# Assaulting Transports



## Crimzzen (Jul 9, 2008)

Good Evening everyone,

A question I pose to you;

Is it better to assault a transport and attempt to blow it up - potentially letting the occupants inside blast you and assault you?

OR

Is it better to stay away from transports, wait until they unload their goodies, and then assault them/their cargo?

It seems it might be a little difficult to wait them out,


----------



## the cabbage (Dec 29, 2006)

I would say better to attack. If you kill the taxi the passengers have a chance of being pinned or wounded and pinned.

Throw enough blokes at it and they can't get out anyway.

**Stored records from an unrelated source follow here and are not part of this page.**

PR #1447, opened 2026-07-02
code improvements

m1ga:
**1. `BaseController.removeListener()` — Memory leak via sparse array**

`removeListener` used `delete self.__events[index]` inside a `forEach`, which creates holes in the array. The array never shrinks, so `__events.length` grows monotonically over the app lifecycle, degrading `getListener()` and any iteration over tracked events.

**Fix:** Reverse `for` loop with `splice(i, 1)` — removes the element properly, collapses the array, and avoids index-shifting issues during iteration.

---

**2. `BaseController.destroy()` — Tracked event listeners not cleaned up**

The `destroy()` method generated at compile time only handled model/collection binding cleanup. Event listeners registered via `$.addListener()` (or XML markup) persisted in `__events` even after the controller was destroyed, causing memory leaks.

**Fix:** Added `cleanup()` to BaseController that removes all tracked event listeners and resets `__events`. The compiler now prepends `this.cleanup()` to the generated `destroy()` body, so `$.destroy()` automatically cleans up all listeners with no developer action required.

---

**3. `alloy.js deepExtend()` — Slow runtime style merging**

The custom deep-merge used for every `$.createStyle()` / `$.addClass()` call had several inefficiencies:
- Recursion via `exports.deepExtend` (property lookup on every recursive call)
- `for...in` without `hasOwnProperty` guard (risks prototype pollution and extra iterations)
- Unused dead code path splitting strings into char arrays
- `_.isObject()`/`_.isFunction()` function calls where inline `typeof` would suffice

**Fix:** Named function expression for direct internal recursion, `hasOwnProperty` guard on `for...in`, removed dead code, and replaced `_.isObject` with `typeof copy === 'object'` for the hot path.

---

All tests work fine: `Finished in 469.757 seconds, 2778 specs, 0 failures`


Alloy/commands/compile/index.js
```diff
@@ -881,8 +881,10 @@ function parseAlloyComponent(view, dir, manifest, noView, fileRestriction) {
 			handlerVar + ');';
 	});
 
-	// add destroy() function to view for cleaning up bindings
-	template.viewCode += 'exports.destroy = function () {' + CU.destroyCode + '};';
+	// add destroy() function to view for cleaning up bindings and tracked
+	// event listeners. Use `$` rather than `this` so destroy() still works
+	// when invoked detached, e.g. `$.win.addEventListener('close', $.destroy)`.
+	template.viewCode += 'exports.destroy = function () {$.removeListener();' + CU.destroyCode + '};';
```
ewanharris, line 887: Is there a risk of the behaviour change of calling removeListener impacting peoples apps?

Alloy/template/lib/alloy.js
```diff
@@ -602,64 +603,63 @@ if (OS_ANDROID) {
...
+ * and are not recursed into. Note that this is a heuristic: proxies without an
+ * own `apiName` are merged like plain objects.
+ *
+ * @param {Boolean} deep  If true, recurse into plain objects and arrays.
+ * @param {Object}  target  The object to receive merged properties.
+ * @param {...Object} sources  One or more source objects.
+ * @return {Object}  The target object, mutated in place.
  */
-exports.deepExtend = function() {
+exports.deepExtend = function deepExtend() {
```
ewanharris, line 620: In the description it calls out a `hasOwnProperty` check? Maybe add the check alongside the existing `name` check?

Alloy/commands/compile/index.js
m1ga: I was only finding this (scroll down to the warning box):

https://titaniumsdk.com/guide/Alloy_Framework/Alloy_Guide/Alloy_Models/Alloy_Data_Binding.html#collection-view-binding

that says: `When using Alloy's data binding in a view-controller, you MUST call the $.destroy() function when closing a controller to prevent potential memory leaks`. So in theory `$.destroy()` should never been called before so we are in a state where the controller is closing anyways.

Alloy/template/lib/alloy.js
m1ga: added the name check again.

Some test code:

```js
var results = [];

function check(ok, msg) {
	results.push((ok ? 'PASS ' : 'FAIL ') + msg);
	Ti.API.info((ok ? 'PASS ' : 'FAIL ') + msg);
}

var r = Alloy.deepExtend(true, {}, {
	a: 1,
	n: {
		x: 1
	}
}, {
	n: {
		y: 2
	},
	b: [1, 2]
});
check(JSON.stringify(r) === '{"a":1,"n":{"x":1,"y":2},"b":[1,2]}', 'plain deep merge');

Alloy.deepExtend(true, {}, JSON.parse('{"__proto__":{"polluted":1}}'));
check(({}).polluted === undefined, 'JSON __proto__ not merged');

var proto = {
	inherited: 1
};
var o = Object.create(proto);
o.own = 2;
r = Alloy.deepExtend(true, {}, o);
check(r.own === 2 && !('inherited' in r), 'inherited props skipped');

Object.prototype.zzz = 'bad';
r = Alloy.deepExtend(true, {}, {
	k: 1
});
delete Object.prototype.zzz;
check(r.k === 1 && !Object.prototype.hasOwnProperty.call(r, 'zzz'), 'polluted Object.prototype not leaked');

var view = Ti.UI.createView({
	backgroundColor: 'red',
	width: 10,
	height: 10
});
r = Alloy.deepExtend(true, {}, {
	child: view
});
check(r.child === view, 'Ti proxy kept by reference');

var d = new Date(0);
r = Alloy.deepExtend(true, {}, {
	d: d
});
check(r.d !== d && r.d.valueOf() === 0, 'Date cloned');

var lbl = Ti.UI.createLabel(Alloy.deepExtend(true, {}, {
	color: '#000',
	font: {
		fontSize: 14
	}
}, {
	font: {
		fontWeight: 'bold'
	},
	top: 20
}));
check(lbl.font.fontSize === 14 && lbl.font.fontWeight === 'bold' && lbl.top === 20, 'createLabel with merged args');

const win = Ti.UI.createWindow({layout:"vertical"});

results.forEach(function(line) {
	win.add(Ti.UI.createLabel({
		text: line,
		color: line.indexOf('PASS') === 0 ? '#080' : '#c00',
		top: 8,
		left: 12,
		width: Ti.UI.FILL,
		font: {
			fontSize: 14,
			fontFamily: 'monospace'
		}
	}));
});
win.open();
```

PR #258, opened 2019-10-11
Openedx/changelogo wry

jekeans:


regisb:
I believe this PR was mistakenly opened here, and not on the base repo. Now closing.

Also you make the unit less use to your enemy.

I can't see how letting them alone will ever be to your advantage, but hey I'm sure somebody can think of a few dozen.


----------



## Galahad (Dec 21, 2006)

Also remember, if you destroy the transport you are allowed to assault the unit inside after their forced disembark


----------



## Underground Heretic (Aug 9, 2008)

Does that include a second assault if the vehicle is destroyed by your attacks?


----------



## darklove (May 7, 2008)

No pinnning from exploding vehicles anymore. And no, you do not get to assault twice in a single turn. Galahad means that if you killed the vehicle in the shooting phase you are allowed to charge any units that were inside it.


----------



## Galahad (Dec 21, 2006)

Exactly, I was referring to if you destroy it by shooting.

However, darklove, there is still a pinning check for Wrecked or Destroyed vehicles. There's no more 'entangled' just straight up 'pinning' (which means fearless units are just fine, whereas in 4th they would still have to make a check)

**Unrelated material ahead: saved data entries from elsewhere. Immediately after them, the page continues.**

PR #271, opened 2019-12-03
doc: Add instructions for running Tutor on Podman

fghaas:
This is a work-in-progress. I'm still testing this, but it looks like it's working as expected, so far.

> https://podman.io/ is meant to be a drop-in replacement for Docker.
> Thus, with some tweaking to the installation environment, it appears
> to be perfectly feasible to run Tutor in a Docker-less environment
> that only has Podman and podman-compose installed.
>
> Add installation instructions for doing just that.

### DIFF
--- a/docs/podman.rst
+++ b/docs/podman.rst
@@ -1,0 +1,51 @@
+.. _podman:
+
+Running Tutor with Podman
+-------------------------
+
+You have the option of running Tutor with `Podman <https://podman.io/>`__, instead of the native Docker tools. This has some practical advantages: it does not require a running Docker daemon, and it enables you to run and build Docker images without depending on any system component running ``root``. As such, it is particularly useful for building Tutor images from CI pipelines.
+
+The ``podman`` CLI aims to be fully compatible with the ``docker`` CLI, and ``podman-compose`` is a fully-compatible alias of ``docker-compose``. This means that you can use both together with Tutor, without making any changes to Tutor itself.
+
+.. warning::
+   You should not attempt to run Tutor with Podman on a system that already has native ``docker`` and ``docker-compose`` installed. If you want to switch to ``podman`` and ``podman-compose`` using the aliases described here, uninstall the native Docker packages first. 
+
+
+Enabling Podman
+^^^^^^^^^^^^^^^
+
+Podman is supported on a variety of development platforms, see the `installation instructions <https://podman.io/getting-started/installation>`_ for details.
+
+Once you have installed Podman and its dependencies on the platform of your choice, you'll need to make sure that its ``podman`` binary, usually installed as ``/usr/bin/podman``, is aliased to ``docker``, and is included as such in your system ``$PATH``. On some CentOS and Fedora releases you can install a package named ``podman-docker`` to do this for you, but on other platforms you'll need to take of this yourself.
+
+- If ``$HOME/bin`` is in your ``$PATH``, you can create a symbolic link there::
+
+    ln -s $(which podman) $HOME/bin/docker
+
+- If you want to instead make ``docker`` a system-wide alias for ``podman``, you can create your symlink in ``/usr/local/bin``, an action that normally requires ``root`` privileges::
+
+    sudo ln -s $(which podman) /usr/local/bin/docker
+
+
+Enabling podman-compose
+^^^^^^^^^^^^^^^^^^^^^^^
+
+``podman-compose`` is available as a package from PyPI, and can thus be installed with ``pip``. See `its README <https://github.com/containers/podman-compose/blob/devel/README.md>`_ for installation instructions. Note that if you have installed Tutor in its own virtualenv, you'll need to run ``pip install podman-compose`` in that same virtualenv.
+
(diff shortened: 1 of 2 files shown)


regisb:
Hi @fghaas! This is very interesting. I know that @silviot also wanted to run Tutor with Podman, but at the time I thought it was not so relevant, because Podman did not have enough mind share. I realize now that I was wrong, as docker is losing more and more ground in the container field.
I'll have to test tutor more extensively with Podman myself. Meanwhile, I suggest you provide less documentation on how to install Podman, and instead point to the relevant upstream documentation [page](https://podman.io/getting-started/installation).

docs/podman.rst
```diff
@@ -0,0 +1,51 @@
...
+The ``podman`` CLI aims to be fully compatible with the ``docker`` CLI, and ``podman-compose`` is a fully-compatible alias of ``docker-compose``. This means that you can use both together with Tutor, without making any changes to Tutor itself.
+
+.. warning::
+   You should not attempt to run Tutor with Podman on a system that already has native ``docker`` and ``docker-compose`` installed. If you want to switch to ``podman`` and ``podman-compose`` using the aliases described here, uninstall the native Docker packages first. 
+
+
+Enabling Podman
+^^^^^^^^^^^^^^^
+
+Podman is supported on a variety of development platforms, see the `installation instructions <https://podman.io/getting-started/installation>`_ for details.
```
fghaas: @regisb:

> Meanwhile, I suggest you provide less documentation on how to install Podman, and instead point  > to the relevant upstream documentation [page](https://podman.io/getting-started/installation).

Yeah it does exactly that, here. It then goes on to explain what *else* is necessary to make *Tutor* play nicely with Podman, which I do consider relevant, and which isn't discussed in the upstream docs.

docs/podman.rst
```diff
@@ -0,0 +1,51 @@
...
+
+- If you want to instead make ``docker`` a system-wide alias for ``podman``, you can create your symlink in ``/usr/local/bin``, an action that normally requires ``root`` privileges::
+
+    sudo ln -s $(which podman) /usr/local/bin/docker
+
+
+Enabling podman-compose
+^^^^^^^^^^^^^^^^^^^^^^^
+
+``podman-compose`` is available as a package from PyPI, and can thus be installed with ``pip``. See `its README <https://github.com/containers/podman-compose/blob/devel/README.md>`_ for installation instructions. Note that if you have installed Tutor in its own virtualenv, you'll need to run ``pip install podman-compose`` in that same virtualenv.
```
fghaas: Likewise, it references the upstream installation instructions for `podman-compose` here, and then explains what is necessary so that _Tutor_ can use it as a drop-in alias for `docker-compose`.

docs/podman.rst
```diff
@@ -0,0 +1,51 @@
...
+
+- If you run Tutor and ``podman-compose`` in a virtualenv, create the symlink in that virtualenv's ``bin`` directory: activate the virtualenv, then run::
+
+    ln -s $(which podman-compose) $(dirname $(which podman-compose))/docker-compose
+
+- If you do not, create the symlink in ``/usr/local/bin``, using ``root`` privileges::
+
+    sudo ln -s $(which podman-compose) /usr/local/bin/docker-compose
+
+
```
regisb: According to my tests, the `docker.io` search registry should be added to registries.conf:

```
$ cat /etc/containers/registries.conf
[registries.search]
registries = ['docker.io']
```

fghaas: Yes, and https://podman.io/getting-started/installation#registriesconf does mention that. You previously asked to not duplicate the information from that page, but rather include just a reference — have you changed your mind?

regisb: The thing is that users will not be aware that tutor requires access to the docker.io registry until they actually run tutor with Podman. Maybe we should give them a hint that points to the relevant paragraph from the podman installation instructions.

On second thought, it would make sense for tutor to specify that the base images come from docker.io, instead. That way, we would not have to configure podman.

regisb: Fixed here: https://github.com/overhangio/tutor/commit/c03e86f43b2d0dad20457ceaaf91dc6a1d4842d9

regisb:
As far as I am concerned, this is ready to be merged. Would you like to test something else @fghaas?

docs/podman.rst
fghaas: Ah yes, that looks like a good approach to me. It's also [PEP 20](https://www.python.org/dev/peps/pep-0020/) compliant ("Explicit is better than implicit.")

fghaas:
If you're happy then I think we're good! I just dropped the `WIP:` prefix.

regisb:
Thanks a lot for pushing this! And @silviot you might be interested in this ;)

fghaas:
Just following up here because https://docs.tutor.overhang.io/install.html doesn't yet reflect the changes. (Which might be intentional — just making sure the doc rebuild wasn't _unintentionally_ omitted.)

regisb:
This is normal; we have to do a new release in order for the docs to be updated, and I was waiting for more substantial changes before I created a new minor tag. But it doesn't make much sense to wait, so I'll create a new release now.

You could always try the old Encirclement technique. Surround the vehicle and assault, placing your models so that they block access points, then hope that you wreck (but not Explode) the tank in the assault.

Any models that cannot disembark are destroyed.
*Normally* if you cannot disembark you would perform an 'Emergency Disembark' and deploy anywhere within 2" of the hull, and then you just can't do anything else. However, that's the normal rule for what happens if you cannot disembark. Wrecked says flat out, models that cannot disembark are destroyed...nothing about allowing an emergency disembark. 

However, it's a bit risky. If you completely explode the tank then you've just taken damage from the blast and the surviving enemy models appear where the tank was, which is now a nice friendly crater, giving them cover and allowing them to assault you on their turn.


----------



## bobinatorect (Nov 24, 2007)

> Any models that cannot disembark are destroyed.
> *Normally* if you cannot disembark you would perform an 'Emergency Disembark' and deploy anywhere within 2" of the hull, and then you just can't do anything else. However, that's the normal rule for what happens if you cannot disembark. Wrecked says flat out, models that cannot disembark are destroyed...nothing about allowing an emergency disembark.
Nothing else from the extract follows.